T.J. Miller, the troubled former “Silicon Valley” star, was arrested Monday and faces a federal charge for allegedly calling in a false bomb threat on an Amtrak train to New York City, officials announced Tuesday.
The comedian faces up to five years in prison if convicted of intentionally conveying to law enforcement false information.
Miller called a 911 dispatcher during an Amtrak ride from Washington, D.C. to New York March 18 and said a female passenger “has a bomb in her bag,” according to the U.S. Attorney’s Office in Connecticut. Amtrak officials stopped the train in Westport, Connecticut and bomb squad members searched it, but they found no evidence of an explosive device or materials.
An investigator followed up with Miller, who offered defenses for his call in slurred speech. The officer asked if Miller drank alcohol that day and the actor replied, “One glass of red wine.” Miller also denied having a mental illness and told the officer, “This is the first time I’ve ever made a call like this before. I am worried for everyone on that train. Someone has to check that lady out.”
Investigators later determined that Miller had been on a different train when he placed the call. An attendant on that train said Miller got kicked off in New York due to intoxication and “hostile exchanges” with a woman sitting near him in a first class car.

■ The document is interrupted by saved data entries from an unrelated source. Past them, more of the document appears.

PR #4909, opened 2017-06-19
[fix bug 1363499] Experiment for funnelcakes 114-118.

jpetto:
## Description

Adds experiment for funnelcakes 114 - 118 to `/firefox/new` for en-US, Windows, desktop, non-Firefox users geolocated in the US.

(I checked with Hanno regarding the increased hits to `location.services.mozilla.com` and he said it wont be a problem.)

Must add following funnelcake config to env:

```
FUNNELCAKE_114_PLATFORMS=win
FUNNELCAKE_114_LOCALES=en-US
FUNNELCAKE_115_PLATFORMS=win
FUNNELCAKE_115_LOCALES=en-US
FUNNELCAKE_116_PLATFORMS=win
FUNNELCAKE_116_LOCALES=en-US
FUNNELCAKE_117_PLATFORMS=win
FUNNELCAKE_117_LOCALES=en-US
FUNNELCAKE_118_PLATFORMS=win
FUNNELCAKE_118_LOCALES=en-US
```

## Bugzilla link

https://bugzilla.mozilla.org/show_bug.cgi?id=1363499

## Testing

Visit `/en-US/firefox/new/` on Windows (or with `windows` hard-coded in `window.site.getPlatform()`) in a browser with DNT disabled. Should get one of 5 variations 95% of the time.

**DO NOT MERGE** - Funnelcakes are not yet active.

https://bedrock-demo-jpetto.us-west.moz.works/en-US/firefox/new/

## Checklist
- [ ] Requires l10n changes.

### DIFF
--- a/media/js/firefox/new/experiment-search-retention-funnelcakes.js
+++ b/media/js/firefox/new/experiment-search-retention-funnelcakes.js
@@ -1,0 +1,99 @@
+/* This Source Code Form is subject to the terms of the Mozilla Public
+ * License, v. 2.0. If a copy of the MPL was not distributed with this
+ * file, You can obtain one at http://mozilla.org/MPL/2.0/. */
+
+(function() {
+    'use strict';
+
+    var experimentId = 'experiment_search_retention_funnelcake';
+    var geoNonmatchCookie = experimentId + '_nonUS';
+
+    // IE 9 can't handle the truth
+    var isIELT10 = /MSIE\s[1-9]\./.test(navigator.userAgent);
+
+    // swiped from mozilla-client.js
+    var ua = navigator.userAgent;
+    var isLikeFirefox = /Iceweasel|IceCat|SeaMonkey|Camino|like\ Firefox/i.test(ua);
+    var isFirefox = /\s(Firefox|FxiOS)/.test(ua) && !isLikeFirefox;
+    var isMobile = /^(android|ios|fxos)$/.test(window.site.platform);
+
+    // check if cookies are enabled
+    var hasCookies = (typeof Mozilla.Cookies !== 'undefined' || Mozilla.Cookies.enabled());
+    // check if user already was served a variation
+    var hasVariationCookie = hasCookies && Mozilla.Cookies.hasItem(experimentId);
+    // check if user already failed geolookup
+    var hasGeoNonmatchCookie = hasCookies && Mozilla.Cookies.hasItem(geoNonmatchCookie);
+    // check if user is on windows
+    var isWindows = window.site.platform === 'windows';
+    // check if current URL has a funnelcake param (in the unlikely event of navigating directly)
+    var isFunnelcake = /^.*\?.*f=\d{3}.*/.test(document.location.search);
+    // check if DNT is detectable and off
+    var dntOk = (typeof Mozilla.dntEnabled === 'function' && !Mozilla.dntEnabled());
+
+    // 0. if visitor previously failed the geolookup, skip everything
+    if (hasGeoNonmatchCookie) {
+        return;
+    }
+
+    // 1. if visitor already has a cookie for this experiment, skip the expensive
+    // checks below and run experiment (uses variation in the cookie)
+    if (hasVariationCookie) {
+        runExperiment();
+    }
+    // 2. experiment criteria prior to expensive geolookup check:
+    //      a. is not currently on a funnelcake URL (sanity infinite loop check)
+    //      b. is on Windows
+    //      c. on IE 10 or greater
+    //      d. is not on Firefox
+    //      e. is not on a mobile browser
+    //      f. DNT is detectable and off
+    else if (!isFunnelcake && isWindows && !isIELT10 && !isFirefox && !isMobile && dntOk) {
+        // 2. check geolocation for US
+        var xhr = new XMLHttpRequest();
+
+        xhr.onload = function(r) {
+            // make sure status is in the acceptable range
+            if (r.target.status >= 200 && r.target.status < 300) {
+                var country;
+
+                try {
+                    country = JSON.parse(r.target.response).country_code.toLowerCase();
+                } catch (e) {
+                    country = 'none';
+                }
+
+                if (country === 'us') {
+                    runExperiment();
+                } else {
+                    if (hasCookies) {
+                        // store cookie for two days to avoid repeated lookups
+                        // that we know will fail
+                        var d = new Date();
+                        d.setHours(d.getHours() + 48);
+                        Mozilla.Cookies.setItem(geoNonmatchCookie, country, d);
+                    }
+                }
+            }
+        };
+
+        xhr.open('GET', '/country-code.json');
+        // must come after open call above for IE 10 & 11
+        xhr.timeout = 2000;
+        xhr.send();
+    }
+
+    function runExperiment() {
+        var landsman = new Mozilla.TrafficCop({
+            id: experimentId,
+            variations: {
+                'f=114': 9,
+                'f=115': 9,
+                'f=116': 34,
+                'f=117': 9,
+                'f=118': 34
+            }
+        });
+
+        landsman.init();
+    }
+})(window.Mozilla);
--- a/bedrock/firefox/templates/firefox/new/scene1.html
+++ b/bedrock/firefox/templates/firefox/new/scene1.html
@@ -6,6 +6,12 @@
 
 {% extends "firefox/new/base.html" %}
 
+{% block experiments %}
+  {% if switch('firefox-new-search-retention-funnelcakes', ['en-US']) %}
+    {% javascript 'experiment_firefox_new_fc_search_retention' %}
+  {% endif %}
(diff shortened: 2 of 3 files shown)


media/js/firefox/new/experiment-search-retention-funnelcakes.js
```diff
@@ -0,0 +1,66 @@
...
+            if (r.target.status >= 200 && r.target.status < 300) {
+                var country;
+
+                try {
+                    country = r.target.response.country_code.toLowerCase();
+                } catch (e) {
+                    // unset var above is good enough
+                }
+
+                if (country === 'us') {
```
alexgibson: Hmm, If I'm in the UK and hit this page on a Windows machine, would this query the API on every page load? Would it be worth caching this response in a cookie perhaps?

media/js/firefox/new/experiment-search-retention-funnelcakes.js
```diff
@@ -0,0 +1,66 @@
...
+                    runExperiment();
+                }
+            }
+        };
+
+        xhr.open('GET', 'https://location.services.mozilla.com/v1/country?key=a9b98c12-d9d5-4015-a2db-63536c26dc14');
+        xhr.timeout = 3000;
```
alexgibson: Think we could drop this even lower, 2 seconds maybe?

media/js/firefox/new/experiment-search-retention-funnelcakes.js
```diff
@@ -0,0 +1,66 @@
...
+    var fcRe = /^.*\?.*f=\d{3}.*/;
+
+    // 0. if visitor already has a cookie for this experiment, skip the expenisve checks below
+    if (hasCookie) {
+        runExperiment();
+    }
+    // 1. check to make sure user is on windows and not fx
+    // 1.1 extra check around DNT so we don't do unnecessary geolookups
+    // 1.2 make sure user isn't on a variation
+    else if (!fcRe.test(document.location.search) && window.site.platform === 'windows' && !isFirefox && !isMobile && typeof Mozilla.dntEnabled === 'function' && !Mozilla.dntEnabled()) {
```
alexgibson: This is a bit of a long-winded conditional. Could we use some variables to make it shorter and a bit more readable?

media/js/firefox/new/experiment-search-retention-funnelcakes.js
```diff
@@ -0,0 +1,66 @@
...
+                    // unset var above is good enough
+                }
+
+                if (country === 'us') {
+                    runExperiment();
+                }
+            }
+        };
+
+        xhr.open('GET', 'https://location.services.mozilla.com/v1/country?key=a9b98c12-d9d5-4015-a2db-63536c26dc14');
```
alexgibson: This throws an error in older IE browsers due to same origin policy, do we need to exclude those?

screen shot 2017-06-20 at 10 36 10 am

media/js/firefox/new/experiment-search-retention-funnelcakes.js
jpetto: I wavered on this value quite a bit. Unsure of what is acceptably performant here. I could do 2s though. Can always up it if the service seems to be taking too long.

media/js/firefox/new/experiment-search-retention-funnelcakes.js
jpetto: Good suggestion. Will add a cookie.

media/js/firefox/new/experiment-search-retention-funnelcakes.js
jpetto: Good call. Will clean this up a bit.

jpetto:
@alexgibson Addressed feedback, but there are still issues with IE. I can't get 10 or 11 to load the geolookup script. I get `SEC7118: XMLHttpRequest for https://location.services.mozilla.com/v1/country?key=a9b98c12-d9d5-4015-a2db-63536c26dc14 required Cross Origin Resource Sharing (CORS).`. FWIW, this also happens for the send to device widget on `/fr/firefox/android`.

I checked the headers, and `location.services.mozilla.com` is sending `Access-Control-Allow-Origin: *` Further research required I suppose.

jpetto:
@alexgibson The funnelcakes were not ready, so hoping you can do final review tomorrow morning.

My biggest concern at this point is that @pmac's new `/country_code.json` endpoint hasn't been tested against CloudFlare. We'll just have to get it out to stage to ensure it's working.

If code looks good, we're fine to merge, as we have to flip a switch for this PR to have any effect.

pmac:
I have now done preliminary testing and it is working very well! I did the following:

```bash
$ curl https://www.mozilla.org/country-code.json
```

I did that from home, our servers in Oregon, and our servers in Ireland, and got the expected results! I believe we're good to go for a real run of this thing.

pmac:
Just to be extra thorough I did the same as above with my VPN connected to Sweden and then Japan and got correct results. I believe we're good to go. This only works when going through the primary domains (and thus CloudFlare). If you want to see an example failure you can:

```bash
$ curl https://bedroc-prod.us-west.moz.works/country-code.json
```

alexgibson:
I just tested

```
$ curl https://www.mozilla.org/country-code.json
```

Gives me:  `{"country_code": "GB"}` 👍

media/js/firefox/new/experiment-search-retention-funnelcakes.js
```diff
@@ -0,0 +1,99 @@
...
+    var experimentId = 'experiment_search_retention_funnelcake';
+    var geoNonmatchCookie = experimentId + '_nonUS';
+
+    // IE 9 can't handle the truth
+    var isIELT10 = /MSIE\s[1-9]\./.test(navigator.userAgent);
+
+    // swiped from mozilla-client.js
+    var ua = navigator.userAgent;
+    var isLikeFirefox = /Iceweasel|IceCat|SeaMonkey|Camino|like\ Firefox/i.test(ua);
+    var isFirefox = /\s(Firefox|FxiOS)/.test(ua) && !isLikeFirefox(ua);
```
alexgibson: This is currently throwing an error `TypeError: isLikeFirefox is not a function`

media/js/firefox/new/experiment-search-retention-funnelcakes.js
```diff
@@ -0,0 +1,99 @@
...
+            if (r.target.status >= 200 && r.target.status < 300) {
+                var country;
+
+                try {
+                    country = JSON.parse(r.target.response).country_code.toLowerCase();
+                } catch (e) {
+                    country = 'none';
+                }
+
+                if (country === 'us') {
```
alexgibson: Running locally this conditional is truthy for me, despite not being in the US. I'm guessing this is expected? (the prod end point seems to work fine for me).

media/js/firefox/new/experiment-search-retention-funnelcakes.js
```diff
@@ -0,0 +1,99 @@
...
+        runExperiment();
+    }
+    // 2. experiment criteria prior to expensive geolookup check:
+    //      a. is not currently on a funnelcake URL (sanity infinite loop check)
+    //      b. is on Windows
+    //      c. on IE 10 or greater
+    //      d. is not on Firefox
+    //      e. is not on a mobile browser
+    //      f. DNT is detectable and off
+    else if (!isFunnelcake && isWindows && !isIELT10 && !isFirefox && !isMobile && dntOk) {
```
alexgibson: Not a blocker for this experiment, but more a thought for the future. It feels like we're sticking a lot of logic in the head of one of our most critical pages here. It would be great to refactor this into some sort of JS lib (funnelcake helper?) so that it could have unit tests?

media/js/firefox/new/experiment-search-retention-funnelcakes.js
pmac: This is by design for the country-code.json endpoint when `DEV=True`. It will by default return `US`, but you can change what it returns with the `DEV_GEO_COUNTRY_CODE` setting. Whatever that is set to will be what the endpoint returns in DEV mode (which includes demos and www-dev). The only time the new endpoint works is when it's behind the CloudFlare CDN, so accessing it via the direct URLs (e.g. bedrock-prod.us-west.moz.works) will result in an error (which is actually a convenient way of testing the error state).

media/js/firefox/new/experiment-search-retention-funnelcakes.js
jpetto: D'oh. Should just be `!isLikeFirefox` on this line. Will fix.

media/js/firefox/new/experiment-search-retention-funnelcakes.js
jpetto: Totally agree. As we do more of these experiments, we'll get a better idea of common functionality we can factor out - but still try to keep the JS in the head as minimal & targeted as possible.

PR #4912, opened 2017-06-19
[fix bug 1366397] BATMAn - add variant param to download button

craigcook:
## Description
Adds the `v=` param to download buttons, and also loads the correct JS on the B version.

## Bugzilla link
https://bugzilla.mozilla.org/show_bug.cgi?id=1366397

## Testing
Ensure the buttons on both page variants are getting both the `xv=batmprivate` and `v=a/b` parameters and that it's being passed through scene 2.

## Checklist
- [ ] Requires l10n changes.

### DIFF
--- a/media/js/firefox/new/scene1-batm-anim.js
+++ b/media/js/firefox/new/scene1-batm-anim.js
@@ -5,7 +5,9 @@
 (function($) {
     'use strict';
 
-    var exp = $('#main-header-copy').data('experience');
+    var title = $('#main-header-copy');
+    var exp = title.data('experience');
+    var variant = title.data('variant');
     var mqDesktop;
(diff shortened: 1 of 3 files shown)


media/js/firefox/new/scene1-batm-anim.js
```diff
@@ -17,7 +18,7 @@
     $('.download-link').each(function(i, link) {
         if (exp && link.href.indexOf('scene=2') > -1) {
```
alexgibson: Nit: suggest adding `if (exp && variant && link.href...)`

Investigators ultimately determined Miller had “a grudge” against the woman on the train and called 911 with false information, the attorney’s office said. A search of the woman found no evidence that she was carrying a weapon or doing anything suspicious.
Miller was arrested at LaGuardia Airport Monday night. He appeared before a judge in New Haven Tuesday and was released on $100,000 bond.
Miller was previously arrested in 2016 for allegedly assaulting an Uber driver in Los Angeles over an argument about Donald Trump. A woman who said she dated Miller when they attended George Washington University has accused him of choking and punching her without her consent, but he has not faced charges.
Insiders on "Silicon Valley," which Miller left in 2017, said he was a "danger" to have around and became notorious for outbursts and unprofessional behavior.